Le reste de la matinée a été consacré au marché unique, certains intervenants affirmant qu’il fonctionne plutôt oui, d’autres plutôt non. Après vingt ans d’efforts on aurait pu espérer un peu plus d’enthousiasme à affirmer qu’au moins sur ce plan-là, la réponse était oui, puisque c’est lui après tout qui a mobilisé toutes les énergies et a eu droit à toutes les attentions. Une des intervenantes avait des choses plus précises à dire, Bianca Schulz, directrice du Centre Européen des Consommateurs, j’espère pouvoir y revenir.

Quoi qu’il en soit, à quelques exceptions près, on a le sentiment d’écouter les conversations polies de personnes qui ne rencontrent pas beaucoup de difficultés à leur niveau personnel, et doivent vraiment se forcer (enfin ils sont payés pour ça) pour s’intéresser à celles d’autres personnes qui ne vivent pas dans le même petit milieu protégé. Une exception, à l’instant-même : Veronica Nillson, secrétaire confédérale de la Confédération européenne des syndicats, mais qui s’est fait moucher au beau milieu d’une phrase par la gentille organisatrice beaucoup plus soucieuse de sa gestion du temps de parole que de la signification de ce qui est dit.

(à suivre…)

0Shares

30 réflexions sur « 20 ans de marché unique : À hue et à dia (III) »

  1. Quoi qu’il en soit, à quelques exceptions près, on a le sentiment d’écouter les conversations polies de personnes qui ne rencontrent pas beaucoup de difficultés à leur niveau personnel

    Welcome back to Brussels Monsieur Jorion. Ça aussi ça a pas mal changé depuis 40 ans. Ils sont 33.033 du genre, dont 879 Grecs, 672 Portugais et 465 Irlandais qui se foutent un peu de ce que vivent leurs compatriotes restés au bercail.

    Et de l’autre côté du miroir (bientôt des barricades?), dans la même ville, côte-à-côte, ça: http://statbel.fgov.be/fr/statistiques/chiffres/travailvie/emploi/relatifs/

    Heureusement on a le nobel… Ouf sauvés!

      1. « Direction générale Statistique et Information économique »

        Les chiffres absolus donnent une idée plus graphique des forces en présence:
        33.033 déconnectés du monde réel vs 84.121 très connectés au monde réel

        Mais bon avec le nobel en poche on peut voir venir, hein…

      2. A première vue:

        Niveau bas : pas le secondaire supérieure (diplôme obtenu à 18 ans)
        Moyen : secondaire supérieure
        Haut : supérieure (universitaire et graduat).

  2. Je cotoye moi-même ce microcosme de très près, et je ne peux que confirmer leur détachement des problèmes réels.

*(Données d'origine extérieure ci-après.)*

PR #1434, opened 2019-04-28
Fail gracefully if no JDBC driver found

### LINKED ISSUE #678: MySQLContainer junit Rule hangs if there is no jdbc-driver on classpath
This is clearly a user-error, but silent hanging without any errors is not an expected behavior.

rnorth:
Fixes #678


core/build.gradle
```diff
@@ -66,6 +66,7 @@ dependencies {
     compile ('org.rnorth.duct-tape:duct-tape:1.0.7') {
         exclude(group: 'org.jetbrains', module: 'annotations')
     }
+    compile 'org.awaitility:awaitility:3.1.6'
```
kiview: Cool, long time plan is to migrate away from duct-tape?

modules/jdbc/src/main/java/org/testcontainers/containers/JdbcDatabaseContainer.java
```diff
@@ -126,23 +121,25 @@ protected void waitUntilContainerStarted() {
...
-                    logger().info("Obtained a connection to container ({})", JdbcDatabaseContainer.this.getJdbcUrl());
-                    return null;
-                } else {
-                    throw new SQLException("Failed to execute test query");
-                }
-            }
-        });
+        await().ignoreExceptionsMatching(e -> ! (e instanceof NoDriverFoundException))
+                .timeout(startupTimeoutSeconds, SECONDS)
+                .until(() -> {
```
kiview: I'd like to have this lambda as a private method `canConnect()` or something, WDYT?

rnorth: Good idea, will do.

core/build.gradle
rnorth: Yep!

bsideup: but... as a public dependency, or shaded?

rnorth: Fair point - will shade it for safety.

modules/jdbc/src/main/java/org/testcontainers/containers/JdbcDatabaseContainer.java
```diff
@@ -126,23 +121,10 @@ protected void waitUntilContainerStarted() {
...
 
-                if (success) {
-                    logger().info("Obtained a connection to container ({})", JdbcDatabaseContainer.this.getJdbcUrl());
-                    return null;
-                } else {
-                    throw new SQLException("Failed to execute test query");
-                }
-            }
-        });
+        await().ignoreExceptionsMatching(e -> ! (e instanceof NoDriverFoundException))
```
bsideup:
```suggestion
        await().ignoreExceptionsMatching(e -> !(e instanceof NoDriverFoundException))
```

modules/jdbc/src/test/java/org/testcontainers/jdbc/MissingJdbcDriverTest.java
```diff
@@ -0,0 +1,69 @@
...
+
+public class MissingJdbcDriverTest {
+
+    @Test
+    public void shouldFailFastIfNoDriverFound() {
+
+        AtomicInteger connectionAttempts = new AtomicInteger();
+
+        // Anonymous inner class for the purposes of testing, with a known non-existent driver testFailFastIfNoDriverFound
+        final JdbcDatabaseContainer container = new JdbcDatabaseContainer("mysql:5.7.22") {
```
bsideup: I would extract a static inner class :)

modules/jdbc/src/test/resources/logback-test.xml
```diff
@@ -0,0 +1,25 @@
...
+        <encoder>
+            <pattern>%d{HH:mm:ss.SSS} %-5level %logger - %msg%n</pattern>
+        </encoder>
+    </appender>
+
+    <root level="debug">
+        <appender-ref ref="STDOUT"/>
+    </root>
+
+    <logger name="org.apache.http" level="WARN"/>
```
bsideup: I'm pretty sure we don't need most of the overrides we have here

modules/jdbc/src/test/java/org/testcontainers/jdbc/MissingJdbcDriverTest.java
rnorth: Fair point, will do.

modules/jdbc/src/test/resources/logback-test.xml
rnorth: I'll revise, and also check all our other `logback-test.xml` files for consistency.

modules/jdbc/src/main/java/org/testcontainers/containers/JdbcDatabaseContainer.java
rnorth: I think I'd prefer to keep the space so that the `!` is more obvious, TBH

rnorth:
Oh boy, awaitility has a dependency on hamcrest, which seems to break spectacularly when shaded. Having Hamcrest as an unshaded dependency doesn't seem good. 

Will pause work on this for today.

modules/jdbc-test/src/test/java/org/testcontainers/junit/AbstractContainerDatabaseTest.java
```diff
@@ -26,7 +31,16 @@ DataSource getDataSource(JdbcDatabaseContainer container) {
         hikariConfig.setJdbcUrl(container.getJdbcUrl());
         hikariConfig.setUsername(container.getUsername());
         hikariConfig.setPassword(container.getPassword());
+        hikariConfig.setDriverClassName(container.getDriverClassName());
```
rnorth: I found that, seemingly dependent on test order, the MariaDB driver was incorrectly being used for communicating with MySQL. This was OK normally but failed with MySQL 8.0.16. This was a strange issue that only affected my local Gradle builds, not IDE runs of the affected test, which is why I think it's likely to be test order related.

Adding this line ensures that Hikari definitely uses the MySQL driver for talking to MySQL, and resolves the issue.

modules/jdbc-test/src/test/java/org/testcontainers/junit/AbstractContainerDatabaseTest.java
```diff
@@ -26,7 +31,16 @@ DataSource getDataSource(JdbcDatabaseContainer container) {
...
+        final HikariDataSource dataSource = new HikariDataSource(hikariConfig);
+        datasourcesForCleanup.add(dataSource);
+
+        return dataSource;
+    }
 
-        return new HikariDataSource(hikariConfig);
+    @After
+    public void teardown() {
+        datasourcesForCleanup.forEach(HikariDataSource::close);
```
rnorth: I was noticing a lot of `Creating connection` logs from the Clickhouse driver during unrelated tests, long after the Clickhouse tests completed.

I realised that the Hikari connection pools were not being closed after use, and were hanging around trying to reconnect to containers that were long dead.

I've added this cleanup code to the parent test class to ensure that the connection pools are always closed, regardless of how they are used. We could alternatively use try-with-resources, but we'd have to make sure we use it in all the tests that are based on this abstract class.

modules/jdbc/src/main/java/org/testcontainers/containers/JdbcDatabaseContainer.java
```diff
@@ -123,26 +114,31 @@ public SELF withInitScript(String initScriptPath) {
 
     @Override
     protected void waitUntilContainerStarted() {
-        // Repeatedly try and open a connection to the DB and execute a test query
-
         logger().info("Waiting for database connection to become available at {} using query '{}'", getJdbcUrl(), getTestQueryString());
-        Unreliables.retryUntilSuccess(getStartupTimeoutSeconds(), TimeUnit.SECONDS, () -> {
```
rnorth: The changes in this class are the core of this PR:

I've removed use of duct-tape `Unreliables` as it isn't a great fit for the fail-fast behaviour we want. Also, `Unreliables`' currently can't _properly_ enforce timeout on code that would otherwise infinitely loop (TLDR, it doesn't cancel the Future, which is a bug. I'd like to fix this separately).

I originally dropped in Awaitility as a replacement, but realised this was a mistake when shading it; it has a dependency on Hamcrest which seems to break when shaded, and I generally became quite uncomfortable with having Hamcrest in our dependency tree at all.

Despite not using a library any more, I hope that the code here is actually fairly clear in its intent.

rnorth:
Ready for re-review. Making the `logback-test.xml` files consistent has made this PR a lot bigger than it would otherwise have been; please let me know if it's a PITA to review and I could separate out into a separate PR.

modules/jdbc/src/main/java/org/testcontainers/containers/JdbcDatabaseContainer.java
```diff
@@ -123,26 +114,31 @@ public SELF withInitScript(String initScriptPath) {
...
-            }
-
-            try (Connection connection = createConnection("")) {
-                boolean success = connection.createStatement().execute(JdbcDatabaseContainer.this.getTestQueryString());
+        // Repeatedly try and open a connection to the DB and execute a test query
+        long start = System.currentTimeMillis();
+        while (System.currentTimeMillis() < start + (1000 * startupTimeoutSeconds)) {
+            try {
+                if (!isRunning()) {
+                    continue; // Don't attempt to connect yet
```
bsideup: WDYT about adding a short delay? Otherwise, it will be burning the CPU

modules/jdbc/src/main/java/org/testcontainers/containers/JdbcDatabaseContainer.java
```diff
@@ -123,26 +114,31 @@ public SELF withInitScript(String initScriptPath) {
...
+                    boolean testQuerySucceeded = connection.createStatement().execute(this.getTestQueryString());
+                    if (testQuerySucceeded) {
+                        break;
+                    }
                 }
+            } catch (NoDriverFoundException e) {
+                // we explicitly want this exception to fail fast without retries
+                throw e;
+            } catch (Exception e) {
+                // ignore so that we can try again
```
bsideup: idea: add debug or trace logging, just to make it easier to debug

modules/jdbc/src/main/java/org/testcontainers/containers/JdbcDatabaseContainer.java
```diff
@@ -178,21 +174,32 @@ public Driver getJdbcDriverInstance() {
...
+            long start = System.currentTimeMillis();
+            // give up if we hit the time limit or the container stops running for some reason
+            while (System.currentTimeMillis() < start + (1000 * connectTimeoutSeconds) && isRunning()) {
+                try {
+                    logger().debug("Trying to create JDBC connection using {} to {} with properties: {}", driver.getClass().getName(), url, info);
+
+                    return jdbcDriverInstance.connect(url, info);
+                } catch (SQLException e) {
+                    lastException = e;
+                    Thread.sleep(1000L);
```
bsideup: 1s is a bit too much, maybe ~100ms?

rnorth: Sure, this is what it was previously, as was the no-delay used above. But I'll set a 100ms delay for both.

La vérité est qu’ils incarnent parfaitement la technocratie analysant avec un froid détachement la crise qui nous affecte. Il ne faut pas compter sur ces institutions pour nous sortir de là… N’hésitez surtout pas à les déstabiliser Monsieur Jorion, il en va de notre salut à tous.

  3. le marché unique des soupes populaires et banque alimentaire ça passe aussi par l’europe?
    ça pourrait leur servir de point de relief pour gagner en hauteur de vue

    1. Le gouvernement promet ce lundi, par la voix de son ministre du Budget Jérôme Cahuzac, de prochaines mesures pour lutter contre la fraude fiscale. Ces solutions existent déjà et ont été listées par une récente commission d’enquête sénatoriale menée par Eric Bocquet contre l’évasion fiscale évaluée annuellement en France à plus de 50 milliards d’euros.
      http://www.humanite.fr/politique/evasion-fiscale-les-solutions-existent-deja-contre-le-blanchiment-506293
      montant de l’évasion fiscale à l’échelle européenne ?

  4. Le syndrome de l’aversion fiscale.

    Face à un certain nombre de dispositions prises par le gouvernement Ayrault depuis cet été et mettant à contribution les hauts revenus, l’ancienne majorité dénonce ce qu’elle qualifie de « matraquage fiscal »… aux effets dévastateurs sur l’économie française ! Et, pour seule argumentation, elle nous ressort l’une de ses vieilles maximes libérales poussiéreuses selon laquelle « Trop d’impôts tuent l’impôt ».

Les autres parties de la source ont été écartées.